→ **TASK INSTRUCTIONS**
Only the number is needed: how many lines of the entries below contain the word "talk".

→ **Stored items**
- - - - - - -

PR #97, opened 2024-02-08
Drop nan

BalzaniEdoardo:
In this PR I changed the behavior of the GLM class in the presence of NaNs or Infs. 

This will allow convolve + nan padding which keep the time sample axis intact. Added benefit: easier to convert in and out from pynapple.

New behavior for preprocessing fit:
- nan will be dropped
- UserWarning raised

The behavior for preprocessing simulate will be unchanged (exception if provided predictor contains nans). Here we simulate each time point one at the time recursively, and so dropping the nan would violate this assumption of equi-spaced samples.


src/nemos/base_class.py
```diff
@@ -384,8 +384,23 @@ def _preprocess_fit(
...
+        valid_y, err_y = check_invalid_entry(y, "y")
+
+        # warn the user of the dropped samples.
+        if err_x:
+            message = err_x.join(" Dropping corresponding samples.")
+            warnings.warn(message=message, category=UserWarning)
+        if err_y:
+            message = err_y.join(" Dropping corresponding samples.")
+            warnings.warn(message=message, category=UserWarning)
+
```
billbrod, line 397: This structure feels weird: why have the check and drop happen in the utility function but the warning here? Why not do them all in the utility function? (would clean this code up and avoid the potential problem of developers forgetting to do anything with the message from `check_invalid_entry` ).

billbrod: Also, message should make clear that we're dropping the same samples from *both* arrays

billbrod: (that message might need to be in this function)

src/nemos/utils.py
```diff
@@ -400,9 +401,7 @@ def row_wise_kron(a, c):
     return K
 
 
-def check_invalid_entry(
-    pytree: Union[FeaturePytree, jnp.ndarray], pytree_name: str
-) -> None:
+def check_invalid_entry(pytree: Any, pytree_name: str) -> Tuple[Any, Union[None, str]]:
```
billbrod, line 404: like I mentioned in other comment, I don't think it's great to have this just return the error message, without doing anything with it -- too easy to forget  to raise it.

Alternative proposal: we have a `_check_invalid_entry` that is basically this and then a `warn_invalid_entry` and `error_invalid_entry`, which do the two versions of this: checks/warns/drops/returns valid entries, and checks/raise exception.

Thoughts?

src/nemos/utils.py
```diff
@@ -412,17 +411,45 @@ def check_invalid_entry(
...
         The array name.
 
-    Raises
-    ------
-        - ValueError: If any entry of `pytree` is either NaN or inf.
+    Returns
+    -------
+    is_valid:
+        A pytree with leaves flat boolean arrays of shape (n_sample_points, ) with
+        the invalid indices (samples with Nans or Infs).
```
billbrod, line 418: This has the same structure as `pytree` right? so it should say that: "Boolean pytree with same structure as `pytree`, with values specifying whether corresponding values in `pytree` are valid or not".

src/nemos/base_class.py
billbrod: just realized that the dropping does happen here -- see below for proposal on some restructure of this

src/nemos/utils.py
billbrod: Or, if `warn_invalid_entry` shouldn't do dropping, then a separate function for the dropping? probably should be a helper function, since it will be useful.

billbrod (changes requested):
Looks good, some thoughts:

- I think some reworking of how the check/warn/drop is necessary. Not sure the proposal I put in is right, happy to talk through it.
- tests should include the multidimensional leaf case, since that's what we actually use.
- should test that we can fit a GLM that includes some nans
- what happens with predict? don't we want it to behave similarly to fit? (dropping and warning about nans, and then giving an output), because we regularly fit and then predict on same model matrix for evaluation.
    - once we do that, should test that predict gives something with different shape than input if input has some nans.
- what do we do if entire column/row is full of invalid values? I feel like we should still raise an error in that case, right? in particular, that would mean corresponding coef/intercept would be completely unconstrained?

src/nemos/utils.py
BalzaniEdoardo: The description is wrong. It returns a flat vector of boolean of length that of the sample axis. What the code does is the following:
```python
# this creates the pytree you are describing
is_valid = jax.tree_map(lambda x: check_not_inf(x) & check_not_nan(x), pytree)
# this gets the leaves of that tree and apply a logical and because we want to check all the variables
is_valid = reduce(jnp.logical_and, jax.tree_util.tree_leaves(is_valid))
```
That's the vector returned, and it should be used to filter the time axis

BalzaniEdoardo:
> Looks good, some thoughts:
> 
>     * I think some reworking of how the check/warn/drop is necessary. Not sure the proposal I put in is right, happy to talk through it.
That sounds good

>     * tests should include the multidimensional leaf case, since that's what we actually use.
I'll add that
 
>     * should test that we can fit a GLM that includes some nans
this happens in test_fit_param_values

>     * what happens with predict? don't we want it to behave similarly to fit? (dropping and warning about nans, and then giving an output), because we regularly fit and then predict on same model matrix for evaluation.

I think we should keep the predict without the dropping, we saw how bad it gets when we mess with the number of samples, imagine to put the output back in pynapple after we remove samples... The fit will not return anything with a time axis, therefore for the user, dropping nan has no consequences. With the predict, dropping nans would change the number of samples, and I don't want that. What we can do is raise a warning, Nan in predict will result in nan in the rate.
       
>       * once we do that, should test that predict gives something with different shape than input if input has some nans.
I think we should check the expected beahavior, and add the warning

>     * what do we do if entire column/row is full of invalid values? I feel like we should still raise an error in that case, right? in particular, that would mean corresponding coef/intercept would be completely unconstrained?
This is a good point, it should raise an error

src/nemos/utils.py
BalzaniEdoardo: we need to merge the invalid entries of X and y, should we pass both to the checker? I think we should and I think it should implement something like _check_invalid_entry(*args), _warn_invalid_entry(*args), even though I would like the error message to be variable specific

BalzaniEdoardo: New design:
1) func check raises error
2) func drop invalid (warn and drop) receives all *args, pass (arg, argname).
3) fit needs drop and predict none of the two. Test that predict with nan has expected behavior

src/nemos/utils.py
```diff
@@ -248,120 +254,268 @@ def _pad_dimension(
...
-    The `adjust_indices` dictionary specifies the start and end indices for
-    slicing the input data based on the filter type.
+    The location of the NaN-padding depends on the value of `predictor_causality`.
+
+    - `'causal'`: `pad_size-1` NaNs are placed at the beginning of the
+      temporal dimension.
+    - `'acausal'`: `floor(pad_size/2)` NaNs are placed at the beginning of
+      the temporal dimensions, `ceil(pad_size/2)` placed at the end.
+    - `'anti-causal'`: `pad_size-1` NaNs are placed at the end of the
+      temporal dimension.
```
billbrod, line 331:
```suggestion
    - `'causal'`: `pad_size` NaNs are placed at the beginning of the
      temporal dimension.
    - `'acausal'`: `floor(pad_size/2)` NaNs are placed at the beginning of
      the temporal dimensions, `ceil(pad_size/2)` placed at the end (for `pad_size`
      total NaNs).
    - `'anti-causal'`: `pad_size` NaNs are placed at the end of the
      temporal dimension.
```

src/nemos/utils.py
```diff
@@ -248,120 +254,268 @@ def _pad_dimension(
...
+        raise ValueError(
+            f"pad_size must be a positive integer! Pad size of {pad_size} provided instead!"
+        )
+
+    causality_choices = ["causal", "acausal", "anti-causal"]
+    if predictor_causality not in causality_choices:
+        raise ValueError(
+            f"predictor_causality must be one of {causality_choices}. {predictor_causality} provided instead!"
+        )
+    if predictor_causality == "acausal" and (pad_size % 2 == 0):
```
billbrod, line 344:
```suggestion
    if predictor_causality == "acausal" and (pad_size % 2 == 1):
```

src/nemos/utils.py
```diff
@@ -248,120 +254,268 @@ def _pad_dimension(
...
+        warnings.warn(
+            "With acausal filter, pad_size should probably be even,"
```
billbrod, line 346: Should catch this warning in `create_convolutional_predictor` and reword it so it matches the arguments there (`basis_matrix.shape[0] should be odd` or similar)

billbrod: note that it's both the argument name and even -> odd that need to change

src/nemos/utils.py
```diff
@@ -248,120 +254,268 @@ def _pad_dimension(
...
+           n_features)`
+    predictor_causality:
+        Causality of this predictor, which determines how to shift time_series.
+
+    Returns
+    -------
+    shifted_time_series :
+        `time_series` that has been shifted. shift is determined by value of
+        `predictor_causality` (see Notes), and `shifted_time_series` structure is
+        determined by that of `time_series`:
```
billbrod, line 405:
```suggestion
        `predictor_causality` (see Notes), and `shifted_time_series` structure
        matches that of `time_series`:
```

src/nemos/utils.py
```diff
@@ -248,120 +254,268 @@ def _pad_dimension(
...
+        Causality of this predictor, which determines where padded values are added.
 
     Returns
     -------
-    :
-        A pytree with the padded trials that has the same structure as conv_trials.
+    padded_conv_time_series :
+        `conv_time_series` with NaN padding. NaN location is determined by
+        value of `predictor_causality` (see Notes), and `padded_conv_time_series`
+        structure is determined by that of `conv_time_series`:
```
billbrod, line 302:
```suggestion
        value of `predictor_causality` (see Notes), and `padded_conv_time_series`
        structure matches that of `conv_time_series`:
```

src/nemos/utils.py
```diff
@@ -248,120 +254,268 @@ def _pad_dimension(
...
+def create_convolutional_predictor(
+    basis_matrix: ArrayLike,
+    time_series: Any,
+    predictor_causality: Literal["causal", "acausal", "anti-causal"] = "causal",
+    shift: bool = True,
+):
+    """Create predictor by convolving basis_matrix with time_series.
+
+    To create the convolutional predictor, three steps are taken, which calls
+    three functions in sequence. See their docstrings for more details about
```
billbrod, line 474:
```suggestion
    To create the convolutional predictor, three steps are taken, each of 
    calls a single function. See their docstrings for more details about
```

src/nemos/utils.py
```diff
@@ -248,120 +254,268 @@ def _pad_dimension(
...
+    each step.
+
+    - Convolve `basis_matrix` with `time_series` (function: `convolve_1d_trials`)
+    - Pad output with `basis_matrix.shape[0]`-1 NaNs, with location based on
```
billbrod, line 478:
```suggestion
    - Pad output with `basis_matrix.shape[0]-1` NaNs, with location based on
```

src/nemos/utils.py
```diff
@@ -248,120 +254,268 @@ def _pad_dimension(
...
+        1. A single array of 3-dimensions, `(n_trials, n_time_bins, n_neurons)`.
+        2. Any pytree with 2-dimensional arrays, `(n_time_bins, n_neurons)`, as
+           leaves. Note that neither `n_time_bins` nor `n_neurons` need to be
+           identical across leaves.
+    predictor_causality:
+        Causality of this predictor, which determines where padded values are
+        added and how the predictor is shifted.
+    shift :
+        Whether to shift predictor based on causality (only valid if
+        predictor_causality is not acausal)
```
billbrod, line 501:
```suggestion
        `predictor_causality != 'acausal'`)
```

billbrod (approved):
- The tutorial will need more work, but I think that can be a separate PR. (In particular, we need to explain why acasual has `shift=False`. Partly that requires deciding who this tutorial is for: right now, it's largely for us, to show what decisions were made, in which case it doesn't belong at this location. if it's for users, needs a bit more exposition.

For this PR:
- I think it should be made explicit that `convolve_1d_trials` will remove time points, `nan_pad` will add `pad_size` time points, and `shift_time_series` and `create_convolutional_predictor` will not change the shape at all. This info is present in the docstring, but I worry it gets lost. Worth showing to somebody else (Alex? Sam? Isabel? Erik?) and getting their opinion
- `test_validation` is mispelled (it's only a single `l`)
- Still need to raise error if all entries in row/column are invalid
- Still need to raise warning in predict if there's a nan

PR #119, opened 2024-03-22
Hpc data

gviejo:
Adding `plot_05_place_cells.py`.

Data is a recording of  hippocampal neurons when a rat is traversing a linear track.
It showcases 

- pynapple data analysis
- Basis instantiation and evaluation
- Model fitting
- Model scoring and comparison


docs/neural_modeling/plot_05_place_cells.py
```diff
@@ -0,0 +1,410 @@
...
+glm_pf = nap.compute_1d_tuning_curves_continuous(predicted_rate, position, 50)
+glm_pos_theta, xybins = nap.compute_2d_tuning_curves_continuous(
+    predicted_rate, data, 30
+)
+glm_speed = nap.compute_1d_tuning_curves_continuous(predicted_rate, speed, 30)
+
+# %%
+# Let's display both tuning curves together.
+
+plt.figure()
```
BalzaniEdoardo, line 256: maybe we should move this in the utils functions since we have other plotting code there too

docs/neural_modeling/plot_05_place_cells.py
```diff
@@ -0,0 +1,410 @@
...
+    "position": (position,),
+    "position + speed": (position, speed),
+    "position + phase": (position, theta),
+    "position + phase + speed": (position, theta, speed),
+}
+
+# %%
+# In a loop, we can (1) evaluate the basis, (2), fit the model, (3) compute the score and (4) predict the firing rate. For evaluating the score, we can define a train set of intervals and a test set of intervals.
+
+train_iset = position.time_support[
```
BalzaniEdoardo, line 310: Since we have a bunch of disjoint epochs, we could do: position.time_support[::2] for train and position.time_support[1::2] as a better splitting strategy, so that we sample more "uniformily" in time.

docs/neural_modeling/plot_05_place_cells.py
```diff
@@ -0,0 +1,410 @@
...
+        "position": nap.compute_1d_tuning_curves_continuous(
+            predicted_rates[m], position, 50
+        ),
+        "speed": nap.compute_1d_tuning_curves_continuous(
+            predicted_rates[m], speed, 30, minmax=(0, 100)
+        ),
+    }
+
+
+def plot_tuning_curves(axis, tc, m):
```
BalzaniEdoardo, line 377: This probably goes into the utils too. you'll need to pass all the arguments, it is using some globals which would be  confusing if a person tries to use it outside the script.

docs/neural_modeling/plot_05_place_cells.py
```diff
@@ -0,0 +1,410 @@
...
+    plt.subplot(gs[0, 1])
+    plt.plot(tc_speed[neuron], "--")
+    plt.plot(tc["speed"][0])
+    plt.xlabel("Speed (cm/s)")
+
+
+fig = plt.figure(figsize=(8, 4))
+outer_grid = fig.add_gridspec(2, 2)
+for i, m in enumerate(models):
+    plot_tuning_curves(outer_grid[i // 2, i % 2], tuning_curves[m], m)
```
BalzaniEdoardo, line 396: Fits looks poor, I think it is because you did not restrict to the right interval set before computing the tuning curves from the raw spikes. I am pretty sure it would look much better if you did. We should restrict before fitting and recompute tuning before fitting. 

Another way could be computing the firing rate over the whole recording, and then compute the tuning curve on the desired iset for both spikes and rates at the same time.

Like in your loop
```python
for m in models:
    print("1. Evaluating basis : ", m)
    X = models[m].evaluate(*features[m])
    
    # ... rest of the loop
    # ...

    print("4. Predicting rate")
    # DO NOT RESTRICT HERE
    predicted_rates[m] = glm.predict(X[:, np.newaxis, :]) / bin_size
```

After the loop you can compute the tuning passing the epoch of the test set

```python

 tuning_curves_raw = {
        "position": nap.compute_1d_tuning_curves(
            spikes, position, 50, ep=test_iset
        ),
        "speed": nap.compute_1d_tuning_curves_continuous(
            predicted_rates[m], speed, 30, minmax=(0, 100), ep=test_iset
        ),
    }

tuning_curves_model = {}

for m in models:
    tuning_curves_model[m] = {
        "position": nap.compute_1d_tuning_curves_continuous(
            predicted_rates[m], position, 50, ep=test_iset
        ),
        "speed": nap.compute_1d_tuning_curves_continuous(
            predicted_rates[m], speed, 30, minmax=(0, 100), ep=test_iset
        ),
    }
  
```

docs/neural_modeling/plot_05_place_cells.py
```diff
@@ -0,0 +1,410 @@
...
+# There are a lot of neurons but for this analysis, we will focus on one neuron only.
+
+neuron = 175
+
+# %%
+# To show the theta phase precession, we can also display the spike as a function of both position and theta. In this case, we use the function `value_from` from pynapple.
+
+theta_pos_spikes = spikes[neuron].value_from(data)
+
+plt.figure()
```
BalzaniEdoardo, line 118: consider moving this in the utils

BalzaniEdoardo (changes requested):
This in general is very good! I merged main into this to keep it updated.

I had a couple of extra points which are mostly:

1. if we want to be consistent we should move lengthy/complex plotting code into the utils
2. I would avoid using globals in defs that can be confusing
3. This is the most important, the tuning curve looks of but I suspect they are not, the problem is that you did not restrict the tuning computed from raw spikes to the test set. We should do that to show that the fits are actually good

docs/neural_modeling/plot_05_place_cells.py
```diff
@@ -0,0 +1,410 @@
...
+plt.ylabel("Theta Phase (rad)")
+
+plt.tight_layout()
+
+
+# %%
+# ## Speed modulation
+# The speed at which the animal traverse the field is not homogeneous. Does it influence the firing rate of hippocampal neurons? We can compute tuning curves for speed as well as average speed across the maze.
+
+speed = [
```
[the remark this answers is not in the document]
gviejo: Done

docs/neural_modeling/plot_05_place_cells.py
```diff
@@ -0,0 +1,410 @@
...
+    np.pad(np.abs(np.diff(data["position"].get(s, e))), [0, 1], mode="edge") * data.rate
+    for s, e in data.time_support.values
+]
+speed = nap.Tsd(t=data.t, d=np.hstack(speed), time_support=data.time_support)
+
+tc_speed = nap.compute_1d_tuning_curves(spikes, speed, 20)
```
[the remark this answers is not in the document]
gviejo: Done

docs/neural_modeling/plot_05_place_cells.py
gviejo: Done

docs/neural_modeling/plot_05_place_cells.py
gviejo: Done

docs/neural_modeling/plot_05_place_cells.py
gviejo: Done

docs/neural_modeling/plot_05_place_cells.py
gviejo: Done

docs/neural_modeling/plot_05_place_cells.py
gviejo: Done

BalzaniEdoardo (approved):
looks good!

- - - - - - -

→ **ANSWER SPACE**
2